# Not so easy



## EndTuition (May 24, 2004)

Well after my first two duck calls I was thinking I was going to be knocking these out left and right in no time. After a long wait for pre-drilled wood I jumped on the next two and found out maybe I was going to have to pay my dues like everyone else after all. I discovered that the outside diameter of a call must be larger the inside diameter. Sound simple enough but I got carred away with a curve and all of a sudden I'm looking at the mandrel where I should be looking at wood. Toss that blank !
Anyway went after the second one a bit more carefully. I'm definitely going to have to invest in the drill bits to do my own drilling sooner or later. Maybe Santa will bring me some ? Here is what I ended up with on the second try today, my third call so far. I added a brass band this time. I took some other pictures, but they were fuzzy so I went ahead and posted this one.


----------



## Bobby (May 21, 2004)

I like that one.


----------



## Hooked (Oct 15, 2004)

Nice one. Looks like someone is waiting for you to pick it up and head to the duck blind. 
Take a look at Woodcraft -- they have a 170 piece drill bit set for around $30 that has multiples of about 20 sizes (for those of us who break/lose a lot of bits).


----------



## Tortuga (May 21, 2004)

Dang, ET...I'd be right proud of that call.. Looks great to me too...
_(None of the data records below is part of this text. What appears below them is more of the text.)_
PR #674, opened 2024-07-17
Unify test framework

senia-psm:
Allow reusing test-framework in cloud.

### DIFF
--- a/golem-test-framework/src/components/worker_executor/mod.rs
+++ b/golem-test-framework/src/components/worker_executor/mod.rs
@@ -26,7 +26,7 @@ use crate::components::component_service::ComponentService;
 use crate::components::redis::Redis;
 use crate::components::shard_manager::ShardManager;
 use crate::components::worker_service::WorkerService;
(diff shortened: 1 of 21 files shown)


golem-test-framework/src/components/worker_executor/mod.rs
```diff
@@ -71,85 +71,103 @@ async fn wait_for_startup(host: &str, grpc_port: u16, timeout: Duration) {
...
-        .with_str(
-            "GOLEM__SHARD_MANAGER_SERVICE__CONFIG__RETRIES__MULTIPLIER",
-            "2",
-        )
-        .with("GOLEM__PORT", grpc_port.to_string())
-        .with("GOLEM__HTTP_PORT", http_port.to_string())
-        .build()
+#[async_trait]
+pub trait WorkerExecutorEnvVars {
+    async fn env_vars(
```
noise64, line 76: is async needed here?

senia-psm: The goal is to reimplement this method on cloud. And on cloud it has to be `async`.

Rerills...it seems like every kit in the world uses a different size just to skrew us up..LOL...I got drawers full of all the 'standard' sizes now...like 15/32, 35/64, 27/64...lawdy, it's an expensive and aggravating (sp) bind they get us in..but you WILL find out that 'pretty close' won't cut it with these danged toys we're grinding out...
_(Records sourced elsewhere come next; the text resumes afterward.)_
PR #676, opened 2024-07-17
Resource info in metadata

### LINKED ISSUE #181: Resource information into worker metadata
We support creating **resource instances** now but there is no way gather any information about the number of held resources. This ticket should:

- Add some basic numeric information into the worker metadata - number of instances per exported resource type. We only expose the count not the actual handles, so there is no way for “outside” manipulation of a created resource.
- Add some new metrics so we see resource creation/dropping/average count per worker

vigoo:
Resolves #181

REALLY like that duck call....betcha them mallards won't be able to resist it.:wink:


----------



## bill (May 21, 2004)

Nice.


----------



## Surf Hunter (Sep 28, 2006)

Very nice ET. Love the lines on that call! Schweeeeet.


----------



## EndTuition (May 24, 2004)

Thanks guys. The lines are not quite what I was going for but I think it will still call a duck. It's got a set of double reed guts from Greg Keats. Yep, it took a while to find a 31/64 & a 3/4 brad point bit for these but I did find them in High Speed Steel so I sent all the info to Santa. Now all I need to do is be on the nice list. I know I need to find a good jig for the vertical drilling. I also may need to upgrade my drill press but I'll wait and see how hard it is to do the drilling with only 2.5 of depth on my press before I do that. With a good jig I should be able to turn it over and drill from both sides. If not I can just raise the table perhaps. Anyway, wish I had a stack of blanks to fuss with right now. Might have to see if the stuff on epay is worth it. Some pretty good looking deals on maple out there. Or I could look into pouring my own acrylic ?


----------



## bill (May 21, 2004)

LOL That's the vortex


----------



## Surf Hunter (Sep 28, 2006)

Hey ET,
I just use the jig for drilling out pen blanks. i have not had issues with lumber up to 1.5". May work for ya. I also have a drill press vise that would work once you line up center with the drill bit and the vice itself, you just put in the piece of stock and drill away.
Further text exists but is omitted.